WHITE OAK — Monique Gardner did not have high expectations when she decided to attend Montgomery County’s community conversation on racial equity and social justice on July 10.
Gardner explained that after hearing about the event from a colleague, she wondered if local officials were asking the public to do their jobs for them. Perhaps, she thought, these same officials who are being paid large sums of money are looking for quick solutions, while the residents that have been elected to serve struggle.
These were her views on the county-sponsored community conversation, which is a part of an ongoing effort by the Montgomery County Council to address issues of racial inequity in the area.
This third conversation, held at the White Oak Community Recreation Center, drew smaller crowds than the first event back in March. However, this event allowed members of the community to speak with local officials about issues of racial equity and the changes they would like to see.
Montgomery County Council President Nancy Navarro said in her opening remarks that the feedback the council gets from these conversations would come into play when they draft legislation to combat issues of inequity.
In April 2018, the council passed a resolution that affirmed its pledge to create a Racial Equity and Social Justice Policy for Montgomery County. Since then, the council has been briefed on a report that creates a baseline for where the county stands now on racial disparities.
Earlier this year, county leadership has undergone racial equity-training and kicked off the community conversation campaign, which began in the Silver Spring Civic building in front of a packed crowd.
Navarro explained that the council would be drafting legislation this fall to implement policies on racial equity, with tentative adoption early in 2020.
“Just giving everyone the same (resources) means that you are ignoring the fact that there were some groups who did not have the same advantages or the same privileges as others. That doesn’t work,” Navarro said. “So, when we are talking about equity, we need to start understanding that there are going to be certain groups and there are going to be certain communities that are going to need a little bit more.”
She noted that reaching a point in any community where there are no disparities based on race or gender is much easier said than done.
“We are not confused about the fact that this is not an easy task,” she said. “But I tend to say that I’m an irrational optimist, and I think that we always have the opportunity, every single day, to begin work on major structural changes.”
Navarro noted that when you combine individual racial groups, people of color make up the majority in Montgomery County and have since 2000. However, when you look at the data, compiled by the Census Bureau, individual racial groups like African Americans, Latino/Hispanics and Asians make up at most 20% of residents.
“We have been experiencing demographic changes for quite a long time. This is no longer about creating a special program for African American students or Latino students,” she said. “The reality is that this is who we are; this is our population, these are our residents. We no longer should be talking about this as if people of color are niche pockets of population in our country.”
In addressing issues of social equity, Montgomery County Executive Marc Elrich noted that county government is looking to train all its employees in racial equity. They are also recruiting a new director of racial-equity programs.
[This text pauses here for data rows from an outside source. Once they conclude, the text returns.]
PR #89, opened 2019-06-17
DS-276 Create langpack packagset validator script

zeryx:
This script allows a user to validate that a new IPA package(set) will function as expected on our platform.
Specifically this allows us to test the langserver -> pipe -> algorithm comunication pipeline to verify that new algorithms, and new packages work properly.
It also is useful for verifying that our docker images can build and run effectively.

Things this doesn't support:

- GPU access (we don't use nvidia-docker.. yet)
- Custom template locations (must be in templates/ or languages/)
- Non-standard docker configurations (pulling from remote services, etc)


besirkurtulmus:
Can we also have a basic README explaining what it does? :)

languages/Dockerfile.compileLocal.j2
```diff
@@ -0,0 +1,15 @@
+FROM {{builder_image}} as builder
+USER 2222
+# Docker build commands don't resolve environment variables so need this to either be numeric or a build argument
+COPY --chown=2222:2222 algosource /opt/algorithm/
+COPY --chown=2222:2222 {{config.src_path}} {{config.dest_path}}
```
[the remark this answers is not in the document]
zeryx: is it possible to "ignore" the line in the event that we don't want to migrate local packages with jenkins? Would `config.src_path = None` and `config.dest_path = None` accomplish that? Maybe an if statement would work here. 
I'll ping you on slack for ideas.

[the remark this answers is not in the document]
pmcq: yeah i'm not really sure why there is a separate dockerfile here for local stuff? i would strongly prefer to use the same dockerfile that gets used by the rest of the system or they will likely drift and we'll end up with errors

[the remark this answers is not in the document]
zeryx: Solved, replaced with an if check in compile.j2

languages/Dockerfile.compile.j2
```diff
@@ -2,6 +2,11 @@ FROM {{builder_image}} as builder
 USER 2222
 # Docker build commands don't resolve environment variables so need this to either be numeric or a build argument
 COPY --chown=2222:2222 algosource /opt/algorithm/
+
+{% if config.src_path is defined %}
```
pmcq: i mean i guess i still have the question as to what the contents of this directory are and why it is added for local compilation.  scanning code i'm not really certain but maybe it's something with trying to avoid installing dependencies on every local build or something, but i would really rather not have this in here even though it can add compile time for local development.  we have a ticket # 2469 for getting dependency caches from the host to work properly and i would rather have it work for both local and cluster builds rather than have an extra parameter that isn't used otherwise

zeryx: I added it to make my life easier for when deploying a required dependency to a third party repository was expensive to resolve (maven, CRAN, etc), so adding this allows you to migrate a local package to the docker image for testing. If you are planning on enabling that through a dedicated host -> container dependency pipeline I can definitely remove it or put it in a separate PR.

zeryx: Renamed the variable to be a bit more articulate

tools/template_manager.py
```diff
@@ -1,14 +1,17 @@
-#!/usr/bin/env python3
 from jinja2 import Template
-import argparse
 from os import path
 from os.path import isfile
+
```
StephanieKim: Needs docstrings please :-)

stevielkim (commented):
Looks good - couple of small nitpicky changes along with also adding docstrings for builder script :-)

tools/template_manager.py
zeryx: I won't be adding any to this other file, this is an internal API that should never need to be interacted with specifically during normal validation procedures.

PR #91, opened 2019-06-17
dockerfile working for phantomjs & chrome

field-cady:
Adding a dockerfile that can be used for an image that runs the selenium library


besirkurtulmus:
Can we remove the `FROM`  section & the Python stuff?

They're added in the backend anyway.

field-cady:
Yeah they were mostly just there for completeness of reproducibility

pmcq:
theres a testing script james made that you can use to test, can make sure to send that your way tomorrow

libraries/selenium-python37/Dockerfile
```diff
@@ -0,0 +1,19 @@
...
+  wget https://chromedriver.storage.googleapis.com/2.41/chromedriver_linux64.zip && \
+  unzip chromedriver_linux64.zip && \
+  cp chromedriver /usr/local/share/ && \
+  ln -s /usr/local/share/chromedriver /usr/local/bin/ && \
+  DEBIAN_FRONTEND=noninteractive apt-get install --no-install-recommends -y  chromium-browser
+
+RUN pip install selenium
+RUN pip install Algorithmia
+
+# python -c "import selenium;from selenium import webdriver;driver = webdriver.PhantomJS()"
```
pmcq: remove?

libraries/selenium-python37/Dockerfile
```diff
@@ -0,0 +1,19 @@
...
+  ln -s /usr/local/share/phantomjs-2.1.1-linux-x86_64/bin/phantomjs /usr/local/bin/
+
+# Chrome for Selenium
+RUN apt-get update && \
+  apt-get install unzip && \
+  wget https://chromedriver.storage.googleapis.com/2.41/chromedriver_linux64.zip && \
+  unzip chromedriver_linux64.zip && \
+  cp chromedriver /usr/local/share/ && \
+  ln -s /usr/local/share/chromedriver /usr/local/bin/ && \
+  DEBIAN_FRONTEND=noninteractive apt-get install --no-install-recommends -y  chromium-browser
```
pmcq: at end of this you should add a `&& rm -rf /var/lib/apt/lists/*` (see notes on apt-get installs here: https://docs.docker.com/develop/develop-images/dockerfile_best-practices/#run)

libraries/selenium-python37/Dockerfile
field-cady: I am down with removing the Algorithmia line.  But I feel like we should keep selenium - the previous parts of the Dockerfile are are only meaningful if they are followed up by pip-installing the selenium library, and I feel like we should have the Dockerfile be "all or nothing" in installing selenium.  We already do pip-install in the Dockerfile, like with the AllenNLP language pack.

pmcq:
also fyi - the script for validating the packagesets locally is here - https://github.com/algorithmiaio/langpacks/blob/master/tools/ipa_packageset_builder.py

templates/selenium-python37/src/__ALGO___test.py
```diff
@@ -0,0 +1,8 @@
+from __ALGO__ import apply
+
+def test_algorithm():
+    input = {}
+    result = apply(input)
+    assert result == {"status": "success"}
+
+test_algorithm()
```
jamesatha: You shouldn't need this line. normal pytest will run all methods that start with "test"
Example: https://github.com/algorithmiaio/langpacks/blob/master/python/template/src/__ALGO___test.py

(Also, testing in IPA doesn't work... just saying)

templates/selenium-python37/src/__ALGO__.py
```diff
@@ -0,0 +1,31 @@
...
+    driver = webdriver.PhantomJS()
+    return driver
+
+# API calls will begin at the apply() method, with the request body passed as 'input'
+# For more details, see algorithmia.com/developers/algorithm-development/languages
+def apply(input):
+    driver = get_chrome()
+    #driver = get_phantomjs()
+    driver.get("http://www.python.org")
+    assert "Python" in driver.title
```
jamesatha: Don't think we should have asserts in the apply method

templates/selenium-python37/src/__ALGO__.py
```diff
@@ -0,0 +1,31 @@
...
+
+def get_phantomjs():
+    driver = webdriver.PhantomJS()
+    return driver
+
+# API calls will begin at the apply() method, with the request body passed as 'input'
+# For more details, see algorithmia.com/developers/algorithm-development/languages
+def apply(input):
+    driver = get_chrome()
+    #driver = get_phantomjs()
```
jamesatha: is this an alternative? Can we document it instead of just having it like this. or remove it

templates/selenium-python37/src/__ALGO__.py
```diff
@@ -0,0 +1,31 @@
...
+    driver.get("http://www.python.org")
```
jamesatha: If the user chooses to not give the algorithm internet permission, this is going to barf, right? Is there a way to make a default that doesn't need internet permissions?

PR #92, opened 2019-06-19
Selenium template

field-cady:
improving the template code


pmcq:
actually i had a question about package naming in another PR - can talk over there though

templates/selenium3.141.x-python37/src/__ALGO__.py
```diff
@@ -12,20 +13,26 @@ def get_chrome():
...
+    # PhantomJS must put logs in a place where it has write permissions
+    driver = webdriver.PhantomJS(service_log_path="/tmp/ghostdriver.log")
     return driver
 
 # API calls will begin at the apply() method, with the request body passed as 'input'
 # For more details, see algorithmia.com/developers/algorithm-development/languages
 def apply(input):
+    # note: you MUST have internet access enabled for this test work
     driver = get_chrome()
     #driver = get_phantomjs()
```
jamesatha: Still not a fan of the commented out line. Why not have a `getDriver` method that takes in an enum that is either phantomjs or chrome?

templates/selenium3.141.x-python37/src/__ALGO__.py
```diff
@@ -12,20 +13,26 @@ def get_chrome():
...
     driver.get("http://www.python.org")
-    assert "Python" in driver.title
+    if 'Python' not in driver.title:
+        return {"status": "failure",
```
jamesatha: I'd put this whole object on 1 line. same below

templates/selenium3.141.x-python37/src/__ALGO__.py
```diff
@@ -12,20 +13,26 @@ def get_chrome():
...
 def get_phantomjs():
-    driver = webdriver.PhantomJS()
+    # PhantomJS must put logs in a place where it has write permissions
+    driver = webdriver.PhantomJS(service_log_path="/tmp/ghostdriver.log")
     return driver
 
 # API calls will begin at the apply() method, with the request body passed as 'input'
 # For more details, see algorithmia.com/developers/algorithm-development/languages
 def apply(input):
+    # note: you MUST have internet access enabled for this test work
```
jamesatha: I'm still not a huge fan of this. I would prefer this wasn't the case. Maybe we can add something to jira about making package sets that need internet so at least the default internet permission would be correct. @kennydaniel might have thoughts on that.

An alternative would be to spin up a local server and use that but that might look gross and not too useful

templates/selenium3.141.x-python37/src/__ALGO__.py
```diff
@@ -12,20 +13,26 @@ def get_chrome():
...
     elem = driver.find_element_by_name("q")
     elem.clear()
     elem.send_keys("pycon")
     elem.send_keys(Keys.RETURN)
-    assert "No results found." not in driver.page_source
+    if 'No results found' in driver.page_source:
+        return {"status": "failure",
+            "message": "Failed to find required text in page body"}
     driver.close()
     return {"status": "success"}
```
jamesatha: I feel like this would be more useful if this returned the title and body of the page cause right now you aren't really doing much here

templates/selenium3.141.x-python37/src/__ALGO___test.py
```diff
@@ -4,5 +4,3 @@ def test_algorithm():
     input = {}
```
jamesatha: This seems like a useless test. I think it would be cooler if you passed the in the url, find_by_element and input as parameters and did the checks that you have in the apply method here instead. And if you are returning the title/body in apply, that will be easy

templates/selenium3.141.x-python37/src/__ALGO__.py
besirkurtulmus: These checks are based on the official selenium examples.

We wanted to we in sync w/ that as much as possible.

“We have to come to grips with racism in this country and particularly the effect on the African American community because it’s not going to fix itself,” Elrich said. “If you wait for people to be ready for this kind of change, you will wait forever.”
During the discussion period, attendees came up with a wide range of changes they would like to see in the county. One group suggested changing the way parks are placed demographically, so they are accessible, and in the center of each neighborhood as opposed to in a location residents must travel to. Other groups suggested policies that would change schooling in the county by, for example, teaching a more-honest version of history which does not gloss over the negative things the United States has done and providing mentorship programs to students.
Gardner highlighted changes she would like to see in housing development, such as creating more affordable housing, promoting renters’ rights and holding landlords accountable. She noted that the people who live in low-income housing usually are the same people who have to deal with unhelpful landlords and unhealthy living conditions.
She did say, however, that she was impressed by the plans Navarro set for the county.
“I didn’t expect anything when I decided to come here honestly,” she said. “But when Nancy Navarro stated that she’s introducing a racially inclusive legislation – hopefully, that the county will operate through like a lens – I appreciated that, because it is by policies, practices, systems and budgets where racial inequity persists, and I was pleased to see that there are like-minded people here.”
Wednesday’s community conversation was the second that Renoir Dawson-Finan attended. He said that although some of the ideas brainstormed at the third event were nearly identical to those floated during the second conversation held in Germantown, it was good to see a strong turnout.
“This shows great recognition by members of the public of what is wrong in our community,” Dawson-Finan said. “It’s great to hear ideas that maybe even the councilmembers themselves hadn’t come up with on their own.”
Members of the county council also attended the event and engaged with the community by joining the roundtable discussions. Councilmember Gabe Albornoz said he feels that these types of events are effective at promoting positive change.
“It’s only when we discuss issues that we can find reasonable and sustainable solutions to longstanding challenges,” he said. “I’d like to see more of our boards and commissions and hiring panels reflect the diversities of the communities we’re trying to serve because it’s only when people who are in decision- making positions can really fully see the entire picture that I think we’re going to have longterm change.”
Once the council drafts their racial equity and social justice policy this fall, it will be held for a public hearing so that members of the community can voice their concerns and provide further feedback.